[Start of Attachment]

PR #988, opened 2016-05-04
[REEF-1286] Forward .NET Exceptions from the Evaluator to the Driver

afchung:
This addressed the issue by
  * Adding Serializing of Evaluator Exceptions.
  * Modifying the FailedEvaluator test for both serializable and non-serializable Exceptions.

JIRA:
  [REEF-1286](https://issues.apache.org/jira/browse/REEF-1286)

### DIFF
--- a/lang/cs/Org.Apache.REEF.Bridge/Clr2JavaImpl.h
+++ b/lang/cs/Org.Apache.REEF.Bridge/Clr2JavaImpl.h
@@ -158,12 +158,11 @@ namespace Org {
                             virtual void OnError(String^ message);
                             virtual IEvaluatorRequestorClr2Java^ GetEvaluatorRequestor();
                             virtual String^ GetId();
-                            virtual EvaluatorException^ GetException();
                             virtual array<IFailedContextClr2Java^>^ GetFailedContextsClr2Java();
                             virtual IFailedTaskClr2Java^ GetFailedTaskClr2Java();
-                        private:
-                            String^ GetCause();
-                            String^ GetStackTrace();
+                            virtual array<byte>^ GetErrorBytes();
+                            virtual String^ GetJavaCause();
+                            virtual String^ GetJavaStackTrace();
                         };
 
                         public ref class HttpServerClr2Java : public IHttpServerBridgeClr2Java {
--- a/lang/cs/Org.Apache.REEF.Bridge/FailedEvaluatorClr2Java.cpp
+++ b/lang/cs/Org.Apache.REEF.Bridge/FailedEvaluatorClr2Java.cpp
@@ -76,11 +76,13 @@ namespace Org {
 						  return ManagedStringFromJavaString(env, _jstringId);
 					  }
 
+                      /*
                       EvaluatorException^ FailedEvaluatorClr2Java::GetException() {
                           String^ cause = this->GetCause();
                           String^ stackTrace = this->GetStackTrace();
                           return gcnew EvaluatorException(this->GetId(), cause, stackTrace);
                       }
+                      */
 
                       array<IFailedContextClr2Java^>^ FailedEvaluatorClr2Java::GetFailedContextsClr2Java() {
                           JNIEnv *env = RetrieveEnv(_jvm);
@@ -122,7 +124,20 @@ namespace Org {
 						  HandleClr2JavaError(env, message, _jobjectFailedEvaluator);
 					  }
 
-                      String^ FailedEvaluatorClr2Java::GetCause() {
+                      array<byte>^ FailedEvaluatorClr2Java::GetErrorBytes() {
+                          JNIEnv *env = RetrieveEnv(_jvm);
+                          jclass jclassFailedEvaluator = env->GetObjectClass(_jobjectFailedEvaluator);
+                          jmethodID jmidGetError = env->GetMethodID(jclassFailedEvaluator, "getErrorBytes", "()[B");
+                          jobject methodCallReturn = env->CallObjectMethod(_jobjectFailedEvaluator, jmidGetError);
+                          if (methodCallReturn == NULL) {
+                              return nullptr;
+                          }
+
+                          jbyteArray error = reinterpret_cast<jbyteArray>(methodCallReturn);
+                          return ManagedByteArrayFromJavaByteArray(env, error);
+                      }
+
+                      String^ FailedEvaluatorClr2Java::GetJavaCause() {
                           JNIEnv *env = RetrieveEnv(_jvm);
                           jclass jclassFailedEvaluator = env->GetObjectClass(_jobjectFailedEvaluator);
                           jmethodID jmidGetCause = env->GetMethodID(jclassFailedEvaluator, "getCause", "()Ljava/lang/String;");
@@ -135,7 +150,7 @@ namespace Org {
                           return ManagedStringFromJavaString(env, cause);
                       }
 
-                      String^ FailedEvaluatorClr2Java::GetStackTrace() {
+                      String^ FailedEvaluatorClr2Java::GetJavaStackTrace() {
                           JNIEnv *env = RetrieveEnv(_jvm);
                           jclass jclassFailedEvaluator = env->GetObjectClass(_jobjectFailedEvaluator);
                           jmethodID jmidGetStackTrace = env->GetMethodID(jclassFailedEvaluator, "getStackTrace", "()Ljava/lang/String;");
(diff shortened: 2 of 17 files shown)


lang/cs/Org.Apache.REEF.Bridge/FailedEvaluatorClr2Java.cpp
```diff
@@ -76,11 +76,13 @@ namespace Org {
 						  return ManagedStringFromJavaString(env, _jstringId);
 					  }
 
+                      /*
```
markusweimer: Please don't leave commented out code in.

lang/cs/Org.Apache.REEF.Driver/Bridge/Clr2java/IFailedEvaluatorClr2Java.cs
```diff
@@ -31,6 +30,10 @@ public interface IFailedEvaluatorClr2Java
 
         IFailedTaskClr2Java GetFailedTaskClr2Java();
 
-        EvaluatorException GetException();
+        byte[] GetErrorBytes();
```
markusweimer: Please add documentation to these new public methods.

lang/cs/Org.Apache.REEF.Bridge/FailedEvaluatorClr2Java.cpp
afchung: Sorry about that, must have forgotten to remove it.

jwang98052:
I will look at it.

afchung:

lang/cs/Org.Apache.REEF.Common/Runtime/Evaluator/EvaluatorRuntime.cs
```diff
@@ -231,17 +235,31 @@ private void OnException(Exception e)
...
+                        formatter.Serialize(memStream, e);
+                        errorBytes = memStream.ToArray();
+                    }
+                }
+                catch (SerializationException se)
+                {
+                    using (var memStream = new MemoryStream())
+                    {
+                        var formatter = new BinaryFormatter();
+                        formatter.Serialize(memStream, new NonSerializableEvaluatorException(e.ToString(), se));
```
markusweimer: Maybe make this `new` call a factory method in `NonSerializableEvaluatorException`?

afchung: @markusweimer What would be the reason for that? In that case we should also change the constructor for `NonSerializableTaskException` for parallelism.

markusweimer:
LGTM, within the current protocols. I think a much nicer way would be possible if we were to redefine the underlying evaluator heartbeat protocol. Then, we could define all the special cases of whether or not the exception is present, serializable and if so by which serializer down to the protocol level. But that's the topic of another set of JIRAs :)

+1 on merging.

lang/cs/Org.Apache.REEF.Bridge/Clr2JavaImpl.h
```diff
@@ -158,12 +158,11 @@ namespace Org {
...
                             virtual String^ GetId();
-                            virtual EvaluatorException^ GetException();
                             virtual array<IFailedContextClr2Java^>^ GetFailedContextsClr2Java();
                             virtual IFailedTaskClr2Java^ GetFailedTaskClr2Java();
-                        private:
-                            String^ GetCause();
-                            String^ GetStackTrace();
+                            virtual array<byte>^ GetErrorBytes();
+                            virtual String^ GetJavaCause();
+                            virtual String^ GetJavaStackTrace();
```
jwang98052: If you add Java in the method name here, how about method names in this file? All the methods in this header file return data from Java.

lang/cs/Org.Apache.REEF.Common/Runtime/Evaluator/EvaluatorRuntime.cs
markusweimer: The idea is to have the intended use of the class captured in the factory method, and then have the constructors themselves `private`. That way, we can change the constructors in the future. I don't think it is terribly important here, hence we can skip this.

lang/cs/Org.Apache.REEF.Bridge/Clr2JavaImpl.h
afchung: Not necessarily. This was mainly used to indicate that the Cause and StackTrace are generated directly on the Java side.

lang/cs/Org.Apache.REEF.Common/Exceptions/NonSerializableEvaluatorException.cs
```diff
@@ -0,0 +1,40 @@
...
+namespace Org.Apache.REEF.Common.Exceptions
+{
+    /// <summary>
+    /// Encapsulates <see cref="Exception#ToString"/> for an Exception from a 
+    /// REEF Evaluator that was not Serializable to the Job Driver.
+    /// </summary>
+    [Serializable]
+    public sealed class NonSerializableEvaluatorException : Exception
+    {
+        public NonSerializableEvaluatorException(string message, SerializationException serializationException)
```
jwang98052: Is SerializationException not sufficient to represent this type of exception or we need this specific exception type?

lang/cs/Org.Apache.REEF.Common/Runtime/Evaluator/EvaluatorRuntime.cs
```diff
@@ -17,6 +17,10 @@
 
 using System;
 using System.Globalization;
+using System.IO;
+using System.Runtime.Serialization;
+using System.Runtime.Serialization.Formatters.Binary;
+using Org.Apache.REEF.Common.Exceptions;
 using Org.Apache.REEF.Common.Protobuf.ReefProtocol;
 using Org.Apache.REEF.Common.Runtime.Evaluator.Context;
 using Org.Apache.REEF.Tang.Annotations;
```
jwang98052: Remove unused using Org.Apache.REEF.Utilities;

lang/cs/Org.Apache.REEF.Common/Exceptions/NonSerializableEvaluatorException.cs
jwang98052: I see, you may want it Serializable.

afchung:

lang/java/reef-bridge-java/src/main/java/org/apache/reef/javabridge/FailedEvaluatorBridge.java
```diff
@@ -55,14 +56,35 @@ public FailedEvaluatorBridge(final FailedEvaluator failedEvaluator,
...
+   * @return the Evaluator requestor.
+   */
   public EvaluatorRequestorBridge getEvaluatorRequestorBridge() {
     return evaluatorRequestorBridge;
   }
 
+  /**
+   * @return the non-serializable error in bytes, may translate into a serialized C# Exception.
+   */
+  public byte[] getErrorBytes() {
```
jwang98052: How about serializable case?

lang/cs/Org.Apache.REEF.Driver/Bridge/Events/FailedEvaluator.cs
```diff
@@ -39,6 +43,22 @@ public FailedEvaluator(IFailedEvaluatorClr2Java clr2Java)
...
+                var formatter = new BinaryFormatter();
+                using (var memStream = new MemoryStream(errorBytes))
+                {
+                    var inner = (Exception)formatter.Deserialize(memStream);
+                    _evaluatorException = new EvaluatorException(_id, inner.Message, inner);
+                }
+            }
+            else
+            {
+                _evaluatorException = new EvaluatorException(
```
jwang98052: Is it for backward compatible?

jwang98052:
I complete a pass. I got network connection issue so got interrupted in the middle of the review.

lang/cs/Org.Apache.REEF.Driver/Bridge/Events/FailedEvaluator.cs
afchung: No, this is for when the Exception originates from Java. I've added a comment in my next iteration.

lang/java/reef-bridge-java/src/main/java/org/apache/reef/javabridge/FailedEvaluatorBridge.java
afchung: Then that means that the Exception originates from Java. I've added a comment in my next iteration.

afchung:
@jwang98052 I've further addressed your comments, please have another look. Thanks!

jwang98052:
Will test and merge

jwang98052:
@afchung , Some test failures. Can you look at it?

TestFailedEvaluatorEventHandlerOnLocalRuntime
TestUnhandledTaskExceptionCrashesEvaluator
TestPoisonedEvaluatorStartHandler
ResubmitEvaluatorOnLocalRuntime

[End of Attachment]

• **About this task**
Only the lines from the start of the material through the line bearing "virtual void OnError(String^" are needed, restated exactly, with both end lines included.

• **Solution**
PR #988, opened 2016-05-04
[REEF-1286] Forward .NET Exceptions from the Evaluator to the Driver

afchung:
This addressed the issue by
  * Adding Serializing of Evaluator Exceptions.
  * Modifying the FailedEvaluator test for both serializable and non-serializable Exceptions.

JIRA:
  [REEF-1286](https://issues.apache.org/jira/browse/REEF-1286)

### DIFF
--- a/lang/cs/Org.Apache.REEF.Bridge/Clr2JavaImpl.h
+++ b/lang/cs/Org.Apache.REEF.Bridge/Clr2JavaImpl.h
@@ -158,12 +158,11 @@ namespace Org {
                             virtual void OnError(String^ message);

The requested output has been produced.